Biotestamento: l’ombra dell’obiezione di coscienza


Le lacrime di Emma Bonino e Mina Welby a Palazzo Madama – dopo il via libera definitivo del Senato alla legge sul biotestamento – sono diventate l’emblema di una grande conquista per un Paese come l’Italia dove la laicità non sempre è sinonimo di liceità all’autodeterminazione. Anni di dure battaglie hanno raggiunto il culmine della tensione in questi ultimi otto mesi: otto lunghi mesi dal sì alla Camera caratterizzati da disaccordi in seno alla maggioranza tra Pd e centristi; otto lunghi mesi trascorsi tra appelli di senatori a vita e sindaci di tutta Italia; otto lunghi mesi terminati con 180 voti favorevoli, 71 contrari e 6 astensioni.

Ma quali parametri e quali limiti introduce la legge sul diritto a rifiutare le terapie?

La legge sul biotestamento si divide sostanzialmente in due parti: la prima, più generale, interessa il consenso informato sui trattamenti sanitari; la seconda, più specifica, riguarda la compilazione delle disposizioni anticipate di trattamento (Dat).

 

Cosa sono le Dat

Soltanto dopo aver ricevuto le adeguate informazioni sulle conseguenze delle proprie scelte, ogni persona che abbia raggiunto la maggiore età e nel pieno delle facoltà mentali può esprimere le proprie volontà sui trattamenti sanitari da ricevere in caso di incidente o malattia che comportino incapacità ad autodeterminarsi.

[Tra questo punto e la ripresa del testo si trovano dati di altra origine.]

PR #52, opened 2017-03-30
DM-9918: Robustify sqlite use

PaulPrice:


python/lsst/daf/persistence/registries.py
```diff
@@ -74,7 +74,10 @@ def create(location):
         #     return CalibRegistry(location)
 
         # look for an sqlite3 registry
-        if haveSqlite3 and re.match(r'.*\.sqlite3', location):
+        if re.match(r'.*\.sqlite3', location):
+            if not haveSqlite3:
+                raise RuntimeError("sqlite3 registry specified (%s), but unable to import sqlite3 module" %
```
n8pease: this line looks longer than 80 chars (is that rule official yet?) and are we preferring .format to % string substitution now?

PaulPrice: On both points I have followed the current style in that file.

Le Dat devono essere redatte per atto pubblico o per scrittura privata autenticata e consegnate presso l’ufficio dello stato civile del comune di residenza oppure presso le strutture sanitarie. Per le persone affette da determinate disabilità è contemplata anche la possibilità di usufruire di videoregistrazioni e altri dispositivi che consentano loro di comunicare. Attraverso gli stessi procedimenti è possibile rinnovare, modificare e revocare le proprie volontà in ogni momento, anche a voce in caso di emergenze o urgenza.

 

I limiti

Il divieto all’accanimento terapeutico – comprendente il rifiuto a idratazione e nutrizione artificiali, che tanto hanno fatto scaldare gli ambienti cattolici – ha però dei limiti. La stessa legge che vincola i medici ad attenersi alle Dat, infatti, contempla anche la possibilità di non tenere conto delle volontà del paziente nel caso in cui sussistano terapie (non prevedibili dal disponente all’atto della sottoscrizione) capaci di assicurare possibilità di miglioramento delle condizioni di vita.

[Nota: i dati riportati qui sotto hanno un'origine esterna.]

PR #57, opened 2017-05-09
DM-10267: Port HSC support for PostgreSQL registries to LSST

PaulPrice:


python/lsst/daf/persistence/registries.py
```diff
@@ -385,3 +397,78 @@ def __init__(self, location):
         else:
             conn = None
         SqlRegistry.__init__(self, conn)
+
+
+class PgsqlRegistry(SqlRegistry):
+    """A PostgreSQL-based registry"""
+    placeHolder = "%s"
```
n8pease: It seems like it would make sense to move `placeHolder = "?" ` from line 291 to the SqliteRegistry subclass. If you wanted to get really fancy about it, I think it would make sense to make SqlRegistry an abc, and create an abstract method `placeholder` that subclasses would then be forced to implement.

python/lsst/daf/persistence/registries.py
```diff
@@ -385,3 +397,78 @@ def __init__(self, location):
...
+
+    def __init__(self, location):
+        """Constructor
+
+        Parameters
+        ----------
+        location : `str`
+            Path to PostgreSQL configuration file.
+        """
```
n8pease: init method documentation is supposed to go in the class docstring I think.

PR #58, opened 2017-05-19
daf_persistence remove butler object cache

n8pease:


python/lsst/daf/persistence/butler.py
```diff
@@ -1094,37 +1088,12 @@ def _read(self, location):
         Returns
         -------
         object - an instance of the object specified by the butlerLoction.
```
andy-slac: butlerLoction -> butlerLocation (or should it be just `location`)

python/lsst/daf/persistence/butler.py
```diff
@@ -1094,37 +1088,12 @@ def _read(self, location):
...
-                self.objectCache[locationHash] = results
-            except TypeError:
-                # some object types (e.g. builtins, like list) do not support weakref, and will raise a
-                # TypeError when we try to create the weakref. This is ok, we simply will not keep those
-                # types of objects in the cache.
-                pass
+        self.log.debug("Starting read from %s", location)
+        results = location.repository.read(location)
+        if len(results) == 1:
+            results = results[0]
```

E oltre alla beneamata obiezione di coscienza – divenuta ormai lo scudo e la postilla garantista della religione “medicattolica” – la legge consente al medico di appellarsi anche all’inappropriatezza delle scelte se non corrispondenti alla condizione clinica del paziente. Tutto ciò secondo parametri vaghi e indefiniti, non sempre oggettivamente validi e condivisibili.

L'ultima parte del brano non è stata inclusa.